I don't drink wine I take real ale my dear,
I like my data nice and flat,
You can see it in my resource discovery tools,
I'm a Shambrian at an Archives Conference

A Pilgrim in an unholy land?

Between Thursday 27th June and Friday 28th of June, I was fortunate to attend and present at the Apex Conference 2013: Building infrastructures for archives in a digital world at Trinity College, Dublin. The opportunity arose out of the collaborative project I was involved with together with the National Library of Ireland (@NLIreland) and the National Library of Finland  add archival data to VuFind.

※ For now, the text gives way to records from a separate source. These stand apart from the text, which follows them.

PR #1119, opened 2026-02-06
Fix omake to be able to be used everywhere

### LINKED ISSUE #1117: omake not using right path for self
I have the ORANGEC and ORANGEC_HOME environment variables set.   Sometimes when I run omake it uses the wrong path for itself for nested calls.

as an example (using cmd.exe as the shell)
```
c:\OrangeC\tests>omake clean
        c:\OrangeC\tests\omake /Calexcs clean
'c:\OrangeC\tests\omake' is not recognized as an internal or external command,
operable program or batch file.
```

if i manually add a path to omake, e.g.

```
\orangec\bin\omake
```

then things work...

chuggafan:
Uses the correct OS-specific processes to ensure OMake behaves properly no matter what directory we spawn omake from, or how we spawn omake

Fixes #1117

### DIFF
--- a/src/omake/os.cpp
+++ b/src/omake/os.cpp
@@ -438,17 +438,39 @@ std::string OS::SelfPath()
     char path[MAX_PATH];
     DWORD chars_written = GetModuleFileNameA(NULL, path, MAX_PATH);
     DWORD last_error = GetLastError();
-    if (chars_written && last_error != ERROR_INSUFFICIENT_BUFFER))
+    if (chars_written && last_error != ERROR_INSUFFICIENT_BUFFER)
     {
         return std::string(path);
     }
-    throw std::system_error(last_error);
+    throw std::system_error(last_error, std::system_category());
 #else
     char path[PATH_MAX];
-    ssize_t num_chars = readlink("/proc/self/exe", path, PATH_MAX);
+    char* readpath;
+    if (!access("/proc/self/exe", R_OK))
+    {
+        readpath = "/proc/self/exe";
+    }
+    else if (!access("/proc/curproc/file", R_OK))
+    {
+        readpath = "/proc/curproc/file";
+    }
+    else if (!access("/proc/self/path/a.out", R_OK))
+    {
+        readpath = "/proc/self/path/a.out";
+    }
+    else
+    {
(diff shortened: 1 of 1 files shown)


src/omake/os.cpp
```diff
@@ -432,6 +432,25 @@ std::string OS::AbsPath(const std::string& str)
...
 }
+std::string OS::SelfPath()
+{
+#ifdef _WIN32
+    char path[MAX_PATH];
+    DWORD chars_written = GetModuleFileNameA(NULL, path, MAX_PATH);
+    if (GetLastError() != ERROR_INSUFFICIENT_BUFFER)
+    {
+        return std::string(path);
+    }
```
GitMensch: Doesn't that miss a return/throw?

src/omake/os.cpp
```diff
@@ -432,6 +432,25 @@ std::string OS::AbsPath(const std::string& str)
...
+#else
+    char path[PATH_MAX];
+    ssize_t num_chars = readlink("/proc/self/exe", path, PATH_MAX);
+    if (num_chars == PATH_MAX)
```
GitMensch: possibly check -1 here

src/omake/os.cpp
GitMensch: Also: msdn says it may return another error (in that case chars_written is zero, so maybe `chars_written && GetModuleFileNameA !=...`)

GitMensch (changes requested):
Kind of nitpicking - but only because I like the change overall!

src/omake/os.cpp
chuggafan: No, the check is for num_chars because of POSIX readlink not putting a null terminator when you're longer than the possible path.
readlink is a *really* bad API that should be replaced with something safer.

chuggafan: I've roughly copied your suggestion on the different paths we can read from there, I made it so that if the end of PATH_MAX is not the null terminator then we throw (that way we can distinguish between the two possible cases there) and added the "-1" case.
This should be (mostly) sufficient, then?

LADSoft:
sorry im so far behind!   Thank you for fixing this :smile:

Archivists discover two librarians shambrarians in their midst?
There's a scene in Indiana Jones and the Last Crusade where Indiana and his father end up in Berlin to reclaim the latter's Grail diary. Upon arriving at a Nazi rally, Henry Jones Senior exclaims "My boy, we are pilgrims in an unholy land". I have to admit to a little trepidation at gate crashing an archives conference, suffering as I do with virtual archive illiteracy. The first session I attended by Daniel Pitti on "The emerging archival metadata landscape" almost had me reaching for my emergency parachute as it was a veritable orgy of acronym dropping. Had I been playing the buzz word bingo drinking game I would have been paralytic by 10.40.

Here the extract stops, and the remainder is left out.